> _HOW TO COMPLETE THIS TASK_
An exact reprint of all the records is the expected answer.

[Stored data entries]
+ + + +
PR #8, opened 2016-11-16
Page Layout

kevinli-work:
* Restructuring Sass and site body components for semantic HTML (supporting 508 compatibility) and style layout per designs
* Updates to award type filter to align with designs and correctly word wrap


src/_scss/layouts/default/header/_positioning.scss
```diff
@@ -0,0 +1,27 @@
+@mixin headerPositioning {
+    .nav-container {
+        @include outer-container();
+        max-width: 100%;
+
+        @include pad(1rem 0);
+        @include media($nav-width) {
+            // @include pad(1rem 6rem);
```
mab6bf: Do we need this? If not, let's remove

PR #9, opened 2016-11-18
Feature search ui

ejgullo:
- Adding functionality to toggle filters open and closed


kevinli-work:
Can you fix the collapsed state to look like the designs without all the extra padding?
screen shot 2016-11-21 at 9 30 23 am

kevinli-work:
The calendar icons need to be aligned:
screen shot 2016-11-21 at 9 32 22 am

The calendars themselves should be below, not overlapping, the input fields:
screen shot 2016-11-21 at 9 34 06 am

src/js/components/search/filters/awardType/AwardType.jsx
```diff
@@ -39,19 +40,32 @@ const defaultProps = {
...
+                    <PrimaryAwardType {...type} {...this.props} key={index} />
+            ));
+        }
+
 
         return (
-            <div className="award-type-filter">
-                <b>Award Type</b>
+            <div className="award-type-filter search-filter">
+                <FilterExpandButton
```
kevinli-work: Why are the `FilterExpandButton` components in every filter component? Shouldn't these, plus the title of the filter, be in the parent component?

src/js/components/search/filters/timePeriod/TimePeriod.jsx
```diff
@@ -143,23 +148,34 @@ export default class TimePeriod extends React.Component {
             activeClassDR = '';
         }
 
-        return (
-            <div className="time-period-filter">
-                <b>Time Period</b>
+        let timePeriod = null;
+        if (this.props.showFilter === true) {
+            timePeriod = (<div>
```
kevinli-work: This is too much JSX in the logic; refactor this code so the bulk of the JSX is in the return rather than in a variable. This may involve rethinking how you've restructured your components.

src/_scss/pages/search/searchSidebar.scss
```diff
@@ -3,16 +3,62 @@
...
 		margin-bottom:1rem;
 
         label {
             @include usa-label;
         }
-	}
 
-	.search-option b::after {
-		content: ' \02193';
+        svg {
```
kevinli-work: Since this is for a specific component (the filter expand/collapse button), this should be in its own file.

src/_scss/pages/search/searchSidebar.scss
```diff
@@ -3,16 +3,62 @@
...
+            fill: $color-gray;
+            height: 2rem;
+            width: 2rem;
+            position:relative;
+            cursor: pointer;
+        }
+
+        .toggle {
```
kevinli-work: Don't just copy-paste the Sass, rename and/or otherwise constrain the style so it won't conflict or be affected by changes to the source it was copied from  (the award subtype button).

kevinli-work:
The filters should probably be expandable/collapsable by clicking on the title text as well, not just the button.
screen shot 2016-11-21 at 11 10 21 am

kevinli-work:
Can you fix the margins on the date error message so it is equal on both sides?
screen shot 2016-11-21 at 11 10 57 am

src/js/components/search/filters/awardType/AwardType.jsx
```diff
@@ -41,35 +40,26 @@ const defaultProps = {
...
-                this.props.awardTypes.map((type, index) =>
-                    <PrimaryAwardType {...type} {...this.props} key={index} />
-            ));
-        }
+        const awardTypes = (
+            this.props.awardTypes.map((type, index) =>
+                <PrimaryAwardType {...type} {...this.props} key={index} />
+        ));
 
+        if (this.props.showFilter === false) {
```
kevinli-work: Why not put the show/hide logic in the parent component?

src/js/components/search/SearchOption.jsx
```diff
@@ -39,27 +40,32 @@ export default class SearchOption extends React.Component {
...
+            case 'Time Period':
+                searchOption = (<TimePeriod
+                    showFilter={this.state.showFilter} />);
+                break;
             default:
-                return (<div className="search-option"><b>{this.props.name}</b></div>);
+                searchOption = null;
         }
+
+        return (<div className="search-option">
```
kevinli-work: Add some line breaks between the parens to match our standard coding style for component `render` return statements.

src/_scss/pages/search/searchSidebar.scss
```diff
@@ -3,64 +3,19 @@
...
-            border-bottom: 1px solid $color-gray-lighter;
-
-            .filter-header {
-                padding-left: 0;
-            }
-        }
-	}
-
     @import "./_filters";
+    @import "./searchOption";
```
kevinli-work: What is the convention you're using for determining whether a Sass file should be `_`-prefixed or not?

kevinli-work: My personal approach is to use `_` prefixes for files that support a section (a file that just deals with positioning as `_positioning.scss` for example) while no `_` for files that are the "entrypoint" when being imported by external files (`sidebar` for example, which in turn imports `_positioning.scss`).

src/_scss/components/header/_headerSubMenu.scss
```diff
@@ -0,0 +1,43 @@
...
+  @include media($nav-width) {
+    @include unstyled-list;
+    @include padding(1.15rem null);
+    background-color: $color-primary-darkest;
+    min-width: 21.5rem;
+    width: auto;
+    position: absolute;
+  }
+
+  &[aria-hidden=true] {
```
kevinli-work: Is this 18F code or ours? We should not be Aria tags should be descriptive only, not be used to describe.

kevinli-work: I see Aria being used elsewhere in a similar way; if this our code, we should rethink its use.

src/_scss/components/footer/_footerSocial.scss
```diff
@@ -0,0 +1,54 @@
+@mixin usa-social_link {
```
kevinli-work: Why social_link and not social-link?

kevinli-work: Also for every other instance of similarly named classes/mixins

src/_scss/pages/search/searchSidebar.scss
ejgullo: I was vaguely attempting to go with what you did - I think I misunderstood it.  Renaming a few files, but let me know if I'm still not quite on.

PR #10, opened 2016-11-21
Redux search results store

kevinli-work:
* Store search results as a flat data structure in Redux for performance reasons
* Created model objects to represent each record


kevinli-work:
Must be merged **before** #11

PR #22, opened 2016-12-16
Sidebar UI

ejgullo:
Once more with feeling!
• Updating sidebar to adjust at 4 breakpoints (this will be updated in future stories)
• Updating Time Period filters' items to fit as the sidebar resizes


src/_scss/lib/neat/settings/_grid.scss
```diff
@@ -3,7 +3,7 @@
 $column: em(46.875) !default;
 $gutter: em(30) !default;
 $grid-columns: 16 !default;
-$max-width: em(1200) !default;
+$max-width: em(1400) !default;
```
kevinli-work: Let's not make changes to the `lib` files. You should be able to override these settings in the `core` directory.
+ + + +
> _ANSWER BOX_
PR #8, opened 2016-11-16
Page Layout

kevinli-work:
* Restructuring Sass and site body components for semantic HTML (supporting 508 compatibility) and style layout per designs
* Updates to award type filter to align with designs and correctly word wrap


src/_scss/layouts/default/header/_positioning.scss
```diff
@@ -0,0 +1,27 @@
+@mixin headerPositioning {
+    .nav-container {
+        @include outer-container();
+        max-width: 100%;
+
+        @include pad(1rem 0);
+        @include media($nav-width) {
+            // @include pad(1rem 6rem);
```
mab6bf: Do we need this? If not, let's remove

PR #9, opened 2016-11-18
Feature search ui

ejgullo:
- Adding functionality to toggle filters open and closed


kevinli-work:
Can you fix the collapsed state to look like the designs without all the extra padding?
screen shot 2016-11-21 at 9 30 23 am

kevinli-work:
The calendar icons need to be aligned:
screen shot 2016-11-21 at 9 32 22 am

The calendars themselves should be below, not overlapping, the input fields:
screen shot 2016-11-21 at 9 34 06 am

src/js/components/search/filters/awardType/AwardType.jsx
```diff
@@ -39,19 +40,32 @@ const defaultProps = {
...
+                    <PrimaryAwardType {...type} {...this.props} key={index} />
+            ));
+        }
+
 
         return (
-            <div className="award-type-filter">
-                <b>Award Type</b>
+            <div className="award-type-filter search-filter">
+                <FilterExpandButton
```
kevinli-work: Why are the `FilterExpandButton` components in every filter component? Shouldn't these, plus the title of the filter, be in the parent component?

src/js/components/search/filters/timePeriod/TimePeriod.jsx
```diff
@@ -143,23 +148,34 @@ export default class TimePeriod extends React.Component {
             activeClassDR = '';
         }
 
-        return (
-            <div className="time-period-filter">
-                <b>Time Period</b>
+        let timePeriod = null;
+        if (this.props.showFilter === true) {
+            timePeriod = (<div>
```
kevinli-work: This is too much JSX in the logic; refactor this code so the bulk of the JSX is in the return rather than in a variable. This may involve rethinking how you've restructured your components.

src/_scss/pages/search/searchSidebar.scss
```diff
@@ -3,16 +3,62 @@
...
 		margin-bottom:1rem;
 
         label {
             @include usa-label;
         }
-	}
 
-	.search-option b::after {
-		content: ' \02193';
+        svg {
```
kevinli-work: Since this is for a specific component (the filter expand/collapse button), this should be in its own file.

src/_scss/pages/search/searchSidebar.scss
```diff
@@ -3,16 +3,62 @@
...
+            fill: $color-gray;
+            height: 2rem;
+            width: 2rem;
+            position:relative;
+            cursor: pointer;
+        }
+
+        .toggle {
```
kevinli-work: Don't just copy-paste the Sass, rename and/or otherwise constrain the style so it won't conflict or be affected by changes to the source it was copied from  (the award subtype button).

kevinli-work:
The filters should probably be expandable/collapsable by clicking on the title text as well, not just the button.
screen shot 2016-11-21 at 11 10 21 am

kevinli-work:
Can you fix the margins on the date error message so it is equal on both sides?
screen shot 2016-11-21 at 11 10 57 am

src/js/components/search/filters/awardType/AwardType.jsx
```diff
@@ -41,35 +40,26 @@ const defaultProps = {
...
-                this.props.awardTypes.map((type, index) =>
-                    <PrimaryAwardType {...type} {...this.props} key={index} />
-            ));
-        }
+        const awardTypes = (
+            this.props.awardTypes.map((type, index) =>
+                <PrimaryAwardType {...type} {...this.props} key={index} />
+        ));
 
+        if (this.props.showFilter === false) {
```
kevinli-work: Why not put the show/hide logic in the parent component?

src/js/components/search/SearchOption.jsx
```diff
@@ -39,27 +40,32 @@ export default class SearchOption extends React.Component {
...
+            case 'Time Period':
+                searchOption = (<TimePeriod
+                    showFilter={this.state.showFilter} />);
+                break;
             default:
-                return (<div className="search-option"><b>{this.props.name}</b></div>);
+                searchOption = null;
         }
+
+        return (<div className="search-option">
```
kevinli-work: Add some line breaks between the parens to match our standard coding style for component `render` return statements.

src/_scss/pages/search/searchSidebar.scss
```diff
@@ -3,64 +3,19 @@
...
-            border-bottom: 1px solid $color-gray-lighter;
-
-            .filter-header {
-                padding-left: 0;
-            }
-        }
-	}
-
     @import "./_filters";
+    @import "./searchOption";
```
kevinli-work: What is the convention you're using for determining whether a Sass file should be `_`-prefixed or not?

kevinli-work: My personal approach is to use `_` prefixes for files that support a section (a file that just deals with positioning as `_positioning.scss` for example) while no `_` for files that are the "entrypoint" when being imported by external files (`sidebar` for example, which in turn imports `_positioning.scss`).

src/_scss/components/header/_headerSubMenu.scss
```diff
@@ -0,0 +1,43 @@
...
+  @include media($nav-width) {
+    @include unstyled-list;
+    @include padding(1.15rem null);
+    background-color: $color-primary-darkest;
+    min-width: 21.5rem;
+    width: auto;
+    position: absolute;
+  }
+
+  &[aria-hidden=true] {
```
kevinli-work: Is this 18F code or ours? We should not be Aria tags should be descriptive only, not be used to describe.

kevinli-work: I see Aria being used elsewhere in a similar way; if this our code, we should rethink its use.

src/_scss/components/footer/_footerSocial.scss
```diff
@@ -0,0 +1,54 @@
+@mixin usa-social_link {
```
kevinli-work: Why social_link and not social-link?

kevinli-work: Also for every other instance of similarly named classes/mixins

src/_scss/pages/search/searchSidebar.scss
ejgullo: I was vaguely attempting to go with what you did - I think I misunderstood it.  Renaming a few files, but let me know if I'm still not quite on.

PR #10, opened 2016-11-21
Redux search results store

kevinli-work:
* Store search results as a flat data structure in Redux for performance reasons
* Created model objects to represent each record


kevinli-work:
Must be merged **before** #11

PR #22, opened 2016-12-16
Sidebar UI

ejgullo:
Once more with feeling!
• Updating sidebar to adjust at 4 breakpoints (this will be updated in future stories)
• Updating Time Period filters' items to fit as the sidebar resizes


src/_scss/lib/neat/settings/_grid.scss
```diff
@@ -3,7 +3,7 @@
 $column: em(46.875) !default;
 $gutter: em(30) !default;
 $grid-columns: 16 !default;
-$max-width: em(1200) !default;
+$max-width: em(1400) !default;
```
kevinli-work: Let's not make changes to the `lib` files. You should be able to override these settings in the `core` directory.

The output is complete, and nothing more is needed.